Merchants and their acquirers (i.e., merchant account providers) can also configure their contactless terminals to prompt for a PIN if the contactless card is used for multiple purchases in a short period.
Advantages and Challenges
The Covid-19 pandemic will likely force brick-and-mortar merchants to reduce crowding, especially around high-traffic checkout lines, as well as to limit physical contacts, such as handling merchandise, opening doors, and pressing PIN-pads and self-service computer stations. Contactless payments help as they require fewer touches. An added benefit is faster in-store checkouts.
However, before they become universally accepted, contactless NFC payments must be overcome several challenges, including:
- PIN entry. Again, PIN entry ensures that the payee is the owner of the contactless device or card. But, PIN entry defeats the purpose of no-touch payments. Biometrics such as facial recognition could become the next PIN. That is unlikely, though, because of the privacy issues with facial recognition and the costs of purchasing and installing the equipment. In the meantime, during the pandemic, merchants will likely have to sanitize their PIN-pads after each transaction.

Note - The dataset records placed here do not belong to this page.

PR #861, opened 2024-02-21
chore: remove all what was deprecated

krzysu:


packages/api-bindings/codegen-api.yml
```diff
@@ -56,7 +56,7 @@ generates:
         TxId: string
         UnixTimestamp: number
         URI: string
-        URL: Url
+        URL: string
```
cesarenaldi, line 59: Should `URI` and `URL` now be mapped to the `URI` and `URL` branded types in shared-kernel?

krzysu: right, will do!

krzysu: done

packages/react/src/index.ts
```diff
@@ -57,7 +57,6 @@ export type {
   PromiseResult,
   Result,
   Success,
-  Url,
```
cesarenaldi, line 60: Verify if export `URI` and `URL` is needed here or already done elsewhere.

packages/react/src/transactions/adapters/schemas/common.ts
```diff
@@ -13,22 +13,20 @@ import {
...
 
 export const EvmAddressSchema: z.ZodType<EvmAddress, z.ZodTypeDef, string> = z
   .string()
   .min(42)
   .transform((value) => value);
 
-export const DataSchema: z.ZodType<Data, z.ZodTypeDef, string> = z
-  .string()
-  .transform((value) => value as Data);
+export const DataSchema: z.ZodType<Data, z.ZodTypeDef, string> = z.string().transform(data);
```
cesarenaldi, line 29: 👍

cesarenaldi (approved):

packages/react/src/index.ts
krzysu: they are now only used internally in our packages, don't need to export them at all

- Spending limits. Contactless payments were designed for quick, low-value, low-risk payments. Buying a cup of coffee is a good example. But, what if a consumer wants to purchase something more expensive? Current rules do not allow high-value contactless transactions.
- Poor reputation and fear. NFC has a reputation for being insecure. NFC payments are usually more secure than other methods, however. (Cash and wallets can be stolen; ecommerce sites and databases can be hacked; identities can be stolen and forged.) NFC must shake its not-for-commerce reputation to go mainstream.
- Lack of merchant acceptance. Despite the convenience and checkout speed, many merchants have not upgraded their point-of-sale terminals and PIN-pads to be NFC-enabled. The process is expensive and, pre-pandemic, there wasn’t an urgent need. Until physical stores broadly accept NFC payments, most consumers will not likely pay with their phones or contactless cards.